Sponsorships from Chinese companies increasingly fund world soccer’s governing body, and as the Chinese government makes a strong push to become a soccer power, its citizens finally will not have to stay up all night to watch a World Cup final. In 2014, the World Cup final in Rio de Janeiro kicked off at 3 a.m. in Beijing and 4 a.m. in Tokyo. Sunday’s match starts at 11 p.m. in Beijing, and midnight in Tokyo.

With the exception of the 2002 World Cup, which took place in Japan and South Korea, the last 12 World Cups all began at midnight or later in Beijing — even though it is in the world’s most populated time zone. Chinese residents could have watched in black and white at 10 p.m. as England won the 1966 World Cup on home soil. Except the World Cup was not shown in China back then.

While an 11 p.m. Beijing start time is much better than one in the middle of the night, it is still far from ideal for Asian soccer fans.

FIFA spokesman Fabrice Jouhaud said the kickoff time for Sunday’s final was set three years ago in cooperation “with a range of stakeholders.” Jouhaud said organizers considered “a number of aspects such as the global broadcast market and feasibility for the fans.” He did not say how large of a consideration the Asian market was.

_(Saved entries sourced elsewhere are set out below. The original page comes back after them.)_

PR #308, opened 2021-06-24
Move negative authorization code tests to its own sequence

yunwwang:
# Summary
Some servers may revoke authorization code after negative test which blocks following tests in authorization test sequence. To avoid that, we moved negative authorization code tests to its own sequence as an additional test in "other" tab.

## New behavior
Replace two negative authorization code tests in ONC EHR Launch Sequece, ONC Standalone Launch Sequence, and ONC Standalone Restricted Launch Sequence 

Add Invalid Authorization Code Sequence

### DIFF
--- a/lib/modules/onc_program/smart_invalid_authorization_code_sequence.rb
+++ b/lib/modules/onc_program/smart_invalid_authorization_code_sequence.rb
@@ -1,0 +1,107 @@
+# frozen_string_literal: true
+
+require_relative './shared_onc_launch_tests'
+
+module Inferno
+  module Sequence
+    class SMARTInvalidAuthorizationCodeSequence < SequenceBase
+      include Inferno::Sequence::SharedONCLaunchTests
+
+      title 'SMART App Launch Error: Invalid Authorization Code'
+      description 'Demonstrate that the server properly validates Authorization code'
+
+      test_id_prefix 'SIAC'
+
+      requires :onc_sl_client_id,
+               :onc_sl_confidential_client,
+               :onc_sl_client_secret,
+               :onc_sl_scopes,
+               :oauth_authorize_endpoint,
+               :oauth_token_endpoint,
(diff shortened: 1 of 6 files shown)


lib/modules/onc_program/smart_invalid_authorization_code_sequence.rb
```diff
@@ -0,0 +1,107 @@
...
+        oauth2_params.each do |key, value|
+          oauth2_auth_query += "#{key}=#{CGI.escape(value)}&"
+        end
+
+        redirect oauth2_auth_query[0..-2], 'redirect'
+      end
+
+      code_and_state_received_test(index: '02')
+      invalid_code_test(index: '03')
+      invalid_client_id_test(index: '04')
```
Jammjammjamm, line 104: Do the invalid code and client_id tests need to be split up into their own sequences?

Jammjammjamm (commented):
This is a nice solution.

lib/modules/onc_program/smart_invalid_authorization_code_sequence.rb
yunwwang: It is not necessary. The issue this ticket trying to address is that the authorization code can be used only once. The "invalid_code_test" sends request with an faked/invalid authorization code which does not affect the actual/valid authorization code. The second test "invalid_client_id_test" sends the request using the valid authorization code with invalid client id which may cause revocation of such code by server. 
Actually, it is not required to move the "invalid_code_test" to this stand alone sequence since it does not affect the authorization code as explained. Rob and I decided to move it in order to grouping related negative tests together.

Jammjammjamm (approved):

okeefm (approved):
Tested. Invalid auth code sequence seems to work, and deprecated tests are not showing up in the UI. Looks good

FIFA is not the only soccer governing body setting start times with Asia in mind. La Liga, the Spanish league, is already holding matches in earlier time slots to attract Asian viewers, including the biggest domestic match in club soccer, the Clásico between Barcelona and Real Madrid.

Inter Milan’s former chairman has said Serie A should start matches earlier, and the Premier League has considered selling a package of early games that would appeal to Asia. Top clubs such as Manchester United, Manchester City, Real Madrid, Barcelona and Bayern Munich have also opened commercial offices in China.

Chinese television ratings for the World Cup are not available yet, but viewership of soccer in China is booming.

While European clubs desperately seek new fans in Asia to watch their games and buy their jerseys, Chinese companies are trying to increase their profile in the West through soccer. FIFA has not signed a new Western sponsor since 2011, as brands fled in the wake of a bribery and corruption scandal and the guilty pleas of a number of top FIFA executives.

Yet FIFA will generate $1.65 billion from World Cup sponsorships, 14 percent more than it had projected, in large part because of Chinese firms. Seven of the 20 official World Cup sponsors are Chinese companies, including property developer Wanda Group, which signed on as a FIFA partner, the highest level of sponsorship.

They are part of a major Chinese government-backed investment in soccer. The country has only qualified for one men’s World Cup but wants to try to win the tournament one day. Domestic Chinese clubs are buying soccer stars, and Chinese citizens and companies are buying European clubs, such as Inter Milan, Espanyol and Aston Villa, and own large stakes in Atlético Madrid, Manchester City and Lyon.

Despite China not coming particularly close to qualifying for the 2018 World Cup, the Chinese presence at the World Cup is impossible to miss. Chinese children are on-field flag bearers. Advertisements for Chinese companies light up the boards ringing the pitches, and more than 40,000 fans from China bought tickets to the World Cup, the most of any country outside of Europe and the Americas.